Pubblicato: martedì 05 gennaio 2010 da Marina

In Sicilia nasce la filiera del fotovoltaico A Catania StM, Enel Green Power e Sharp costruiranno pannelli fotovoltaici in una fabbrica che al momento risulta la più grande in Italia. L’accordo, siglato ieri, prevede che la produzione inizi nel 2011 con un investimento di 320milioni di euro frutto di incentivi statali, project financing e capitali delle imprese in gioco.
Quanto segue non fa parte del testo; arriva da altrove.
PR #1452, opened 2017-06-14
Add citus_create_restore_point for taking distributed snapshots

### LINKED ISSUE #1451: Add a function for creating a consistent, distributed restore point
If we recover a Citus database by recovering from an independent set of restore points or WAL timestamps, then the recovered database may not be consistent. In the worst case, DDL commands may have only been applied on some nodes, in which case the distributed table in the recovered database is no longer functional. More commonly, reference table writes may not have been applied to all replicas, or data from COPY could be partially missing.

Commit order may also differ in the recovered database, which may violate causal consistency. If the application performs write B only after committing write A, it can normally derive the fact that write A succeeded from the fact that write B succeeded, but in the recovered database this may not be the case if write A and B are on different nodes.

For the purpose of making periodic, consistent backups or forking a cluster, we should add a function (e.g. `citus_create_restore_point`) that creates a consistent restore point across all the nodes for consistent PITR/forking.

marcocitus:
This change adds a `citus_create_restore_point` function to Citus, which aims to create a consistent snapshot of the distributed database by briefly blocking writes to distributed tables and then calling `pg_create_restore_point` with the same restore point name on all nodes.

As with `pg_create_restore_point`, every restore point should have a unique name that consists of up to 64 characters:
https://www.postgresql.org/docs/current/static/functions-admin.html

The implementation tries to minimise the time writes are blocked by establishing connections to nodes upfront. It also sends a BEGIN to ensure that we actually have a connection to a remote postgres backend, and not to an intermediate pgbouncer in transaction-pooling mode that could introduce further delays. It doesn't actually send commit to workers after the `pg_create_restore_point`, since it's not required for `pg_create_restore_point` to work and would add another round-trip.

While the run-time is typically short, `citus_create_restore_point` still needs to wait for all pending writes to distributed tables to finish. In the mean time, writes to distributed tables that come behind it will block. Before running `citus_create_restore_point`, it is a good idea to first do `SET lock_timeout TO '1s'` in case there are long-running write transactions which would cause `citus_create_restore_point` to block all writes for a long time. I did some testing with single-statement DML in pgbench, and `citus_create_restore_point` took 20-30ms on a heavily loaded system, of which the first 5-10ms is time spent on connection establishment (not blocking).

Limitations: `citus_create_restore_point` does not guarantee that external changes (including those made by `run_command_on_*`) or changes made through workers in MX are consistent in the snapshot. It is still useful for MX in the sense that it prevents partially applied DDL or partially applied reference table writes. For MX, it's recommended to run `start_metadata_sync_to_node` for every node after recovering an MX cluster.

Fixes #1451

### DIFF
--- a/src/backend/distributed/master/citus_create_restore_point.c
+++ b/src/backend/distributed/master/citus_create_restore_point.c
@@ -1,0 +1,205 @@
+/*-------------------------------------------------------------------------
+ *
+ * citus_create_restore_point.c
+ *
+ * UDF for creating a consistent restore point across all nodes.
+ *
+ * Copyright (c) 2017, Citus Data, Inc.
+ *
+ *-------------------------------------------------------------------------
+ */
+
+#include "postgres.h"
+#include "libpq-fe.h"
+
+#include "access/xlog.h"
+#include "access/xlog_internal.h"
+#include "catalog/pg_type.h"
+#include "distributed/connection_management.h"
+#include "distributed/master_metadata_utility.h"
+#include "distributed/metadata_cache.h"
+#include "distributed/remote_commands.h"
+#include "nodes/pg_list.h"
+#include "storage/lmgr.h"
+#include "storage/lock.h"
+#include "utils/builtins.h"
+#include "utils/pg_lsn.h"
+
+
+#define CREATE_RESTORE_POINT_COMMAND "SELECT pg_catalog.pg_create_restore_point($1::text)"
+
+
+/* local functions forward declarations */
+static List * OpenConnectionsToAllNodes(void);
+static void BlockAllDistributedWrites(void);
+static void CreateRemoteRestorePoints(char *restoreName, List *connectionList);
+
+
+/* exports for SQL callable functions */
+PG_FUNCTION_INFO_V1(citus_create_restore_point);
+
+
+/*
+ * citus_create_restore_point blocks writes to distributed tables and then
+ * runs pg_create_restore_point on all nodes. This creates a consistent
+ * restore point under the assumption that there are no other writers
+ * than the coordinator.
+ */
+Datum
+citus_create_restore_point(PG_FUNCTION_ARGS)
+{
+	text *restoreNameText = PG_GETARG_TEXT_P(0);
+	char *restoreNameString = NULL;
+	XLogRecPtr localRestorePoint = InvalidXLogRecPtr;
+	List *connectionList = NIL;
+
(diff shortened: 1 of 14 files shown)


src/backend/distributed/master/citus_create_restore_point.c
```diff
@@ -0,0 +1,199 @@
...
+
+/*
+ * BlockAllDistributedWrites blocks all modifications to distributed tables
+ * by taking ShareRowExclusive locks on all distributed tables.
+ */
+static void
+BlockAllDistributedWrites(void)
+{
+	ListCell *distributedTableCell = NULL;
+	List *distributedTableList = DistributedTableList();
```
aamederen: Would it be required to sort this list, before taking locks on them, to avoid deadlocks?

src/backend/distributed/master/citus_create_restore_point.c
```diff
@@ -0,0 +1,199 @@
...
+	/* DANGER: finish as quickly as possible after this */
+	BlockAllDistributedWrites();
+
+	/* do local restore point first to bail out early if something goes wrong */
+	localRestorePoint = XLogRestorePoint(restoreNameString);
+
+	/* run pg_create_restore_point on all nodes */
+	CreateRemoteRestorePoints(restoreNameString, connectionList);
+
+	PG_RETURN_LSN(localRestorePoint);
```
marcocitus: Just for consistency with `pg_create_restore_point`.

aamederen:
Did some tests and it looked good on Cloud

src/backend/distributed/master/citus_create_restore_point.c
marcocitus: It doesn't really help unless all transactions always modify tables in the same order.

src/backend/distributed/master/citus_create_restore_point.c
```diff
@@ -0,0 +1,205 @@
...
+#include "storage/lmgr.h"
+#include "storage/lock.h"
+#include "utils/builtins.h"
+#include "utils/pg_lsn.h"
+
+
+#define CREATE_RESTORE_POINT_COMMAND "SELECT pg_catalog.pg_create_restore_point($1::text)"
+
+
+/* Local functions forward declarations */
```
aamederen: Should be all lowercase

aamederen:
Apart from the minor lowercase issue, this PR looks fine :shipit:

Di fatto nasce la filiera fotovoltaica in Sicilia e viene recuperato il modulo M6 che originariamente doveva essere destinato alle memorie flash.

Spiega Blog Sicilia:

Determinante l’entrata in campo della “Sharp”, l’azienda di Osaka leader nel settore fotovoltaico, che dalla primavera di quest’anno produrrà nella sua fabbrica di Sakai la tecnologia esclusiva del film sottile a tripla giunzione, che successivamente esporterà a Catania.n L’arrivo dei giapponesi consentirà infatti la riconversione del famoso M6, il cubo su cui si sarebbe dovuta concentrare la produzione dei 12 pollici della “St”, e avrebbe dovuto dare altri duemila posti di lavoro.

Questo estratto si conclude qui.